Scraping individual Linkedin profiles for information.

Previously, I went through the process of automating your Linkedin login, and scraping potential connections after automating the search from the homepage post sign in.
I will start by creating the Selenium WebDriver instance, calling it ‘driver’.

Then I will log into my linked in account using the process detailed in the first blog on web scraping Linkedin.

Next, I will assign the url of a profile, as a string, as variable ‘profile’, followed by the line telling the WebDriver to ‘get’ the url.

Once the profile page loads, you can see the person’s first and last name below the photo in the profile header. I am going to grab the name of the person to ensure everything matches up should I decide to process in batches later.

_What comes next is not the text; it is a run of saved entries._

PR #11187, opened 2026-05-19
fix: jira perm sync dc v10

evan-onyx:
## Description

Adjust perm sync implementation to account for newer things in the Jira Data Center v10 SDK

## How Has This Been Tested?

added tests. All code should be backwards compatible, i.e. if perm sync worked for your Jira instance it should still work.

## Additional Options

---
## Summary by cubic
Fix Jira permission sync to support Jira Data Center v10 SDK and mixed Cloud/DC shapes. Improves user/group resolution and logging while keeping behavior the same.

- **Bug Fixes**
  - Normalize Cloud/DC holder and role shapes across attributes, raw dicts, and nested raw payloads; support both value/parameter forms.
  - Resolve user emails from direct holders and role actors: prefer embedded email; else look up by id (Cloud: accountId/name/key; DC: name/key/accountId); skip non-Atlassian users.
  - Read project role group names from actorGroup (with raw fallback) and include direct group holders; treat "anyone" and "applicationRole" as public.
  - Tweak logging: warn (not error) for dynamic-only/unsupported holders that produce empty private access; clearer messages for missing identifiers/emails. Added unit tests for Cloud/DC direct users, direct groups, raw actorGroup, and dynamic-only cases.

<sup>Written for commit 708807ec623cedaf9ea83afd5209de87149155ba. Summary will update on new commits. <a href="https://cubic.dev/pr/onyx-dot-app/onyx/pull/11187?utm_source=github">Review in cubic</a></sup>

### DIFF
--- a/backend/ee/onyx/external_permissions/jira/page_access.py
+++ b/backend/ee/onyx/external_permissions/jira/page_access.py
@@ -1,5 +1,4 @@
 from collections import defaultdict
-from typing import cast
 
 from jira import JIRA
 from jira.resources import PermissionScheme
@@ -43,17 +42,13 @@ def _get_role_id(holder: Holder) -> str | None:
 # depending on Jira version and endpoint.
 def _get_obj_value(obj: object, field: str) -> object | None:
     if isinstance(obj, dict):
-        obj_dict = cast(dict[str, object], obj)
-        return obj_dict.get(field)
+        return obj.get(field)  # ty: ignore[invalid-argument-type]
     return getattr(obj, field, None)
 
 
 def _get_raw_value(obj: object, field: str) -> object | None:
     raw = _get_obj_value(obj, "raw")
-    if not isinstance(raw, dict):
-        return None
-    raw_dict = cast(dict[str, object], raw)
-    return raw_dict.get(field)
+    return _get_obj_value(raw, field)
 
 
 def _get_first_str_value(obj: object, fields: tuple[str, ...]) -> str | None:
@@ -222,15 +217,13 @@ def _get_user_emails(jira_project: str, user_holders: list[Holder]) -> list[str]
 
 
 def _get_actor_group_name(actor: object) -> str | None:
-    actor_group = _get_obj_value(actor, "actorGroup")
-    if actor_group is not None:
+    for actor_group in [
+        _get_obj_value(actor, "actorGroup"),
+        _get_raw_value(actor, "actorGroup"),
+    ]:
+        if actor_group is None:
+            continue
         group_name = _get_first_str_value(actor_group, ("name", "displayName"))
-        if group_name:
-            return group_name
-
-    raw_actor_group = _get_raw_value(actor, "actorGroup")
-    if raw_actor_group is not None:
-        group_name = _get_first_str_value(raw_actor_group, ("name", "displayName"))
         if group_name:
             return group_name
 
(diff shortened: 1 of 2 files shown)


backend/ee/onyx/external_permissions/jira/page_access.py
```diff
@@ -10,18 +11,80 @@
...
 
 def _get_role_id(holder: Holder) -> str | None:
     return holder.get("value") or holder.get("parameter")
 
 
+# Jira SDK resources expose fields as attributes, raw dicts, or nested raw payloads
+# depending on Jira version and endpoint.
+def _get_obj_value(obj: object, field: str) -> object | None:
+    if isinstance(obj, dict):
+        obj_dict = cast(dict[str, object], obj)
```
Bo-Onyx: nit: the key may not be a string, so the cast is a lie to the type checker, which has zero runtime effect, , so if the dict has non-string keys, obj_dict.get(field) is called on an untyped dict anyway. Python's dict.get() won't raise — it just returns None if the key isn't found — so there's no runtime crash. But the cast is misleading.

The simpler and more honest version:
```
  def _get_obj_value(obj: object, field: str) -> object | None:
      if isinstance(obj, dict):
          return obj.get(field)  # type: ignore[union-attr]
      return getattr(obj, field, None)
```

backend/ee/onyx/external_permissions/jira/page_access.py
```diff
@@ -10,18 +11,80 @@
...
+        return obj_dict.get(field)
+    return getattr(obj, field, None)
+
+
+def _get_raw_value(obj: object, field: str) -> object | None:
+    raw = _get_obj_value(obj, "raw")
+    if not isinstance(raw, dict):
+        return None
+    raw_dict = cast(dict[str, object], raw)
+    return raw_dict.get(field)
```
Bo-Onyx: This can call `_get_obj_value` again like 
```
  def _get_raw_value(obj: object, field: str) -> object | None:
      raw = _get_obj_value(obj, "raw")
      return _get_obj_value(raw, field)
```

backend/ee/onyx/external_permissions/jira/page_access.py
```diff
@@ -10,18 +11,80 @@
...
+
+
+def _get_first_str_value(obj: object, fields: tuple[str, ...]) -> str | None:
+    for field in fields:
+        value = _get_obj_value(obj, field) or _get_raw_value(obj, field)
```
Bo-Onyx, line 56: nit: this is like getting a field recursively

```
  def _get_nested_value(obj: object, *fields: str) -> object | None:
      current: object = obj
      for field in fields:
          if isinstance(current, dict):
              current = current.get(field)
          else:
              current = getattr(current, field, None)
          if current is None:
              return None
      return current
```

Maybe we can put into a util, could be helpful for other use case.

backend/ee/onyx/external_permissions/jira/page_access.py
```diff
@@ -98,28 +161,135 @@ def _build_holder_map(permissions: list[dict]) -> dict[str, list[Holder]]:
...
+    if actor_group is not None:
+        group_name = _get_first_str_value(actor_group, ("name", "displayName"))
+        if group_name:
+            return group_name
+
+    raw_actor_group = _get_raw_value(actor, "actorGroup")
+    if raw_actor_group is not None:
+        group_name = _get_first_str_value(raw_actor_group, ("name", "displayName"))
+        if group_name:
+            return group_name
```
Bo-Onyx: same patterns here https://github.com/onyx-dot-app/onyx/pull/11187/changes#r3267892057

Bo-Onyx (approved):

Upon inspecting the HTML for the element containing the name, headline, location and connections information, you see it can be found here:

To convey this to the WebDriver, I create an instance called ‘profile_head’, finding it using the css selector using the ‘ul’ tag and the class ‘pv-top-card–list’.

Then to get the name from the element, I simply find the first element under the above tag using the list tag ‘li’, class name, ‘inline’, as the first occurrence contains the innerText attribute containing the name string. I assign the variable ‘name’ to this.

From here, I got the text from the element, and split the string on the remaining center whitespace, which separates the first name from the last name in a list, from which I extract the variables ‘first_name’ and ‘last-name’.

This process can be combined as a function, then you can iterate through a list of Linkedin profile urls, which can be extracted by following the process outlined in my previous blog, Web Scraping #2.